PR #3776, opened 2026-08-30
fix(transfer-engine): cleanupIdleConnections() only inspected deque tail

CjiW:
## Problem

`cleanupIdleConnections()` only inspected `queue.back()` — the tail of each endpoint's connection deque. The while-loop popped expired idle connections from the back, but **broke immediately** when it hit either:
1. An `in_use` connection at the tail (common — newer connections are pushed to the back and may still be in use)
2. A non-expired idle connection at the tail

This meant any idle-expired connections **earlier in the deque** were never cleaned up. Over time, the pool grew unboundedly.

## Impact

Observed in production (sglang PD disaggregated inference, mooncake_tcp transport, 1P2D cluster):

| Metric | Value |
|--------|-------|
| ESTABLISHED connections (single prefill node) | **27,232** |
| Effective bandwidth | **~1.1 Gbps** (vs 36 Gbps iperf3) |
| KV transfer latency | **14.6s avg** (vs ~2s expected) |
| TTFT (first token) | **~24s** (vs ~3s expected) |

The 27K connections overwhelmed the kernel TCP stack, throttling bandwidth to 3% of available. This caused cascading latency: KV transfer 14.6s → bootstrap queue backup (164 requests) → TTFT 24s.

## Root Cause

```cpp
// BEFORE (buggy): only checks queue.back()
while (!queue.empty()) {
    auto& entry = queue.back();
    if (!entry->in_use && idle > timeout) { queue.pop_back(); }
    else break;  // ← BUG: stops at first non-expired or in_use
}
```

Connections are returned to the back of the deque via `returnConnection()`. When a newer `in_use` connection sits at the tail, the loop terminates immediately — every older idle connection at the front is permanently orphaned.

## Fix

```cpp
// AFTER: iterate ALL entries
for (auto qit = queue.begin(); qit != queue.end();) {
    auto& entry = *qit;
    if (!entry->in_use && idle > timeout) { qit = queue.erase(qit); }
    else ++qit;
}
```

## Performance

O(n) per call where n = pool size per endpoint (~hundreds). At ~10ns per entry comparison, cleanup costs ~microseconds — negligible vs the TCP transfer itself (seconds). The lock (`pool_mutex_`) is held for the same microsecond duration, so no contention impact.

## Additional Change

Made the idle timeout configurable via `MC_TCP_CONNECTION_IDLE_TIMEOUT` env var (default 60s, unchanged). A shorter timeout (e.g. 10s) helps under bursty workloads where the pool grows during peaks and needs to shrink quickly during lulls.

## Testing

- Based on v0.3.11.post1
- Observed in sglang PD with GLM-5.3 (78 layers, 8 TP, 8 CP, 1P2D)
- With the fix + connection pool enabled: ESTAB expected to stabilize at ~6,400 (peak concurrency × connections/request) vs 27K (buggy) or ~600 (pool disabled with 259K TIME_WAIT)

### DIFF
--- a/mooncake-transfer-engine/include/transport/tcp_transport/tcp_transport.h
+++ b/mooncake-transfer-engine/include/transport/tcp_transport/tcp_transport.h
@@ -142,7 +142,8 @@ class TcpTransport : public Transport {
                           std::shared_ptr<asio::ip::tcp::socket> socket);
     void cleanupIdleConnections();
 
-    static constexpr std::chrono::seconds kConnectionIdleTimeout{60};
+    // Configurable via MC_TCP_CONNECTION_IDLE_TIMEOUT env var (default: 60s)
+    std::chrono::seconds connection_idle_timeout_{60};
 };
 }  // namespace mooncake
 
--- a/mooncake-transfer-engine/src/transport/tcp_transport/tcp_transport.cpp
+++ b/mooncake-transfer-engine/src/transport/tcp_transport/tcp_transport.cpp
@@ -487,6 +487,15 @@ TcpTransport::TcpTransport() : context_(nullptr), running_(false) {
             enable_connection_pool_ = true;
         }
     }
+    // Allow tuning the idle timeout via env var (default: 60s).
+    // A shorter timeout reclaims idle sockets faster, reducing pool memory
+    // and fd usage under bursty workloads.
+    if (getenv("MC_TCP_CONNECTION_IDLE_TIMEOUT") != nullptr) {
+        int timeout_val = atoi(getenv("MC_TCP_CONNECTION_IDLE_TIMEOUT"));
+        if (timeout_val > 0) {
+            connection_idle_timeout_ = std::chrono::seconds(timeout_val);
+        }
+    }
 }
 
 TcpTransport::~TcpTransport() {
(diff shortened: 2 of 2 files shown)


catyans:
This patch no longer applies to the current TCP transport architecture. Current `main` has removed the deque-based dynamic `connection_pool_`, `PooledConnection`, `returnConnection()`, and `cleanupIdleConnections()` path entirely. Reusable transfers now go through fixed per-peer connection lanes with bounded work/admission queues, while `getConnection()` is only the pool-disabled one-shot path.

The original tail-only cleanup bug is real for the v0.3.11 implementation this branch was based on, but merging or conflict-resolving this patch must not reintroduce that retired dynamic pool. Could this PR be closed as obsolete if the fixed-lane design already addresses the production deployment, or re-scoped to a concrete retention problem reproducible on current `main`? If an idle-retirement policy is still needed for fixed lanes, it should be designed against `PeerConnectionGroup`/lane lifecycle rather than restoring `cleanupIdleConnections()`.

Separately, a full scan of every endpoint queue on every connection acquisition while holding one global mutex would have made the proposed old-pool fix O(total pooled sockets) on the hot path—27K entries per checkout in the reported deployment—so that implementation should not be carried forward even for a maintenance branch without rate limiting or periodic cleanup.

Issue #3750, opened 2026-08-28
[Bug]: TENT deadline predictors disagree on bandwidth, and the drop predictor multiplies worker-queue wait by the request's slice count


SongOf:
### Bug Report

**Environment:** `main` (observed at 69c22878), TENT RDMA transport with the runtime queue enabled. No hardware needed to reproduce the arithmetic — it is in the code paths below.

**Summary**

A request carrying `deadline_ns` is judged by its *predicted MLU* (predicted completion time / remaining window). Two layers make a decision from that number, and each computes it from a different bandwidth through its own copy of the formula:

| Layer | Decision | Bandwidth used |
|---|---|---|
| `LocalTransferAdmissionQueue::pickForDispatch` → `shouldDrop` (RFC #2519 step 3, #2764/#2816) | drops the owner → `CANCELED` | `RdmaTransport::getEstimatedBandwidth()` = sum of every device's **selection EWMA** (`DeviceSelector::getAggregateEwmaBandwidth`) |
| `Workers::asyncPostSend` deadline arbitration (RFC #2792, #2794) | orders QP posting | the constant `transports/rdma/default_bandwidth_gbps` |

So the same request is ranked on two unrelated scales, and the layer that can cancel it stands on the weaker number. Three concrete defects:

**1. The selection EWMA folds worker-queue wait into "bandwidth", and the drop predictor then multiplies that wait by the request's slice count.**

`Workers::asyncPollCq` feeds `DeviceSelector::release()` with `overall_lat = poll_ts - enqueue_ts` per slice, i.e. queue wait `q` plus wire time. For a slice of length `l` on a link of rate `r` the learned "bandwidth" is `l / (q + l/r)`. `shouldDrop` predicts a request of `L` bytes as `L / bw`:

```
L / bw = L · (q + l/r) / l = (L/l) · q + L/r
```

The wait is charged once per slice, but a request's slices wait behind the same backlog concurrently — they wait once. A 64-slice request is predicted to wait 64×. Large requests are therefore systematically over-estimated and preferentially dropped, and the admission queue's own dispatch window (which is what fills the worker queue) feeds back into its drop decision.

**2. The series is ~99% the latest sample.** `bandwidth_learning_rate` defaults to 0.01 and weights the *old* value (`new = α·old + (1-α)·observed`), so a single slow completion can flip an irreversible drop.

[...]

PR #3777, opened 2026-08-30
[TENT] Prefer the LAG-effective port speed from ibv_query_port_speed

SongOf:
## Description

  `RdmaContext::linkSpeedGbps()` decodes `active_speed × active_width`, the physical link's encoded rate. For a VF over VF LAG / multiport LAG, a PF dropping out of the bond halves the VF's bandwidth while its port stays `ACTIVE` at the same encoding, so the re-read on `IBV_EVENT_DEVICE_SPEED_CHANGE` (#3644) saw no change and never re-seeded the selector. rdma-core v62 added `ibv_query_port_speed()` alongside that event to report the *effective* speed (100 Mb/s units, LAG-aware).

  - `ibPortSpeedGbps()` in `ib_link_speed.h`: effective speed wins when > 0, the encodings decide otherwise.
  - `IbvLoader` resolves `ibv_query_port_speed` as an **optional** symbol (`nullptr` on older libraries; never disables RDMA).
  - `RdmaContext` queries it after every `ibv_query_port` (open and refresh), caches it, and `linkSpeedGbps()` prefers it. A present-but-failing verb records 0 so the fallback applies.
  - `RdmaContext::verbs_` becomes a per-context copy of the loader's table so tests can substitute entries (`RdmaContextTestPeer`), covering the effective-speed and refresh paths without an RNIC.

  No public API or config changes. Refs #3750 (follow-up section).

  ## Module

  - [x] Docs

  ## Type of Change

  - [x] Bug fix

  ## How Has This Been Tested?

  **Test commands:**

================

Work task: Your reply should hold every line from the data that contains "into", copied in full.

Exercise result:
**1. The selection EWMA folds worker-queue wait into "bandwidth", and the drop predictor then multiplies that wait by the request's slice count.**
The wait is charged once per slice, but a request's slices wait behind the same backlog concurrently — they wait once. A 64-slice request is predicted to wait 64×. Large requests are therefore systematically over-estimated and preferentially dropped, and the admission queue's own dispatch window (which is what fills the worker queue) feeds back into its drop decision.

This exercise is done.